Patrice Lumumba n’a été Premier ministre du Congo que pendant dix semaines, mais son héritage est celui d’un révolutionnaire bien-aimé et d’un martyr qui a rendu sa dignité au peuple congolais sortant du contexte de la domination coloniale belge, peut-être l’épisode le plus brutal du colonialisme européen de l’histoire.

Il a été trahi et assassiné alors qu’il était dans la fleur de l’âge. Mais son histoire ne commence pas avec sa mort. Il commence dans le village d’Onalua au Congo belge.

Patrice Émery Lumumba est né dans une famille d’agriculteurs le 2 juin 1925 dans la région de Katakokombe de la province du Kasaï au Congo belge. Membre de l’ethnie Tetela, il est né dans une famille catholique, mais a fait ses études dans des institutions protestantes et catholiques.

Ce n’est pas une exagération – au tournant des XIXe et XXe siècles, cette région d’Afrique est devenue le théâtre de l’un des génocides les plus brutaux et les plus méconnus. Le roi Léopold II de Belgique, dirigeant d’un État européen qui n’est ni le plus grand ni le plus influent, a réussi à transformer ce territoire africain, qui n’avait pas attiré l’attention des grandes puissances, en propriété privée. En tant qu’homme d’affaires, le roi belge s’est avéré cupide et cruel : la population locale a été réduite en esclavage et exploitée sans pitié. Pour non respect des travaux, les habitants se coupent la main. Il est difficile d’établir le nombre exact de victimes du roi entreprenant, mais il est estimé en millions. Selon certains rapports, de 1885 à 1908, jusqu’à 10 millions de personnes sont mortes au Congo à la suite des actions des colonialistes.

En 1908, en Europe, les journalistes ont commencé à écrire sur les sales actions du roi belge, et le public européen a vécu un véritable choc. Après cela, le Congo belge est passé de la propriété privée à une colonie de la Belgique. Cependant, fondamentalement, la vie des résidents locaux n’a pas changé.

Après la Seconde Guerre mondiale et au cours des années 1950, les mouvements d’indépendance sont devenus populaires dans toute l’Afrique et Patrice Lumumba a commencé à concentrer son attention sur les questions politiques.

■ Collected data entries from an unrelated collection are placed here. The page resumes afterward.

PR #500, opened 2024-04-30
Library updates

loneil:
Cover the dependabot warnings and additional library updates (see changes) in 
- OIDC Controller
- OIDC Controller dev dependencies
- Vue demo


loneil:
Can hold on merge as needed if any additional work on the workflow is needed but it looks like that's working to me.

Gavinok (approved):
👍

En 1956, il a été arrêté pour avoir détourné 2 500 $ du bureau de poste. Il a été reconnu coupable et condamné à un an de prison.

Entrée en politique

À sa sortie de prison, Patrice Lumumba a aidé à fonder le Mouvement national congolais (MNC), qui était un mouvement de gauche qui s’appuyait sur l’ensemble du spectre ethnique. Son charisme personnel l’a amené à avoir un énorme succès par rapport aux autres dirigeants du mouvement.

En 1958, il se rend au Ghana et rencontre Kwame Nkrumah, qui était un ardent panafricaniste . Cette réunion a encore renforcé les croyances panafricaines de Lumumba.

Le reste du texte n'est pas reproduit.